RECORDS SUPPLIED:
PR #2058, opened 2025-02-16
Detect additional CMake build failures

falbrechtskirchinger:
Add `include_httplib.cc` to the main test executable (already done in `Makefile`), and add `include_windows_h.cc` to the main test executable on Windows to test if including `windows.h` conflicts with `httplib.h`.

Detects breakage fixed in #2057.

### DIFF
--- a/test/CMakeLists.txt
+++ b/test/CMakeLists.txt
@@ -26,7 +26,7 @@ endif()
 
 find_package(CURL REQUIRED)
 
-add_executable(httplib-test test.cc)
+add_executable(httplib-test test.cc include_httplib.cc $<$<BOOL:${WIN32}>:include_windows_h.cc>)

WHAT THE TASK ASKS: Search the records for the string "CMakeLists", and copy every line that holds it.

EXERCISE ANSWER:
--- a/test/CMakeLists.txt
+++ b/test/CMakeLists.txt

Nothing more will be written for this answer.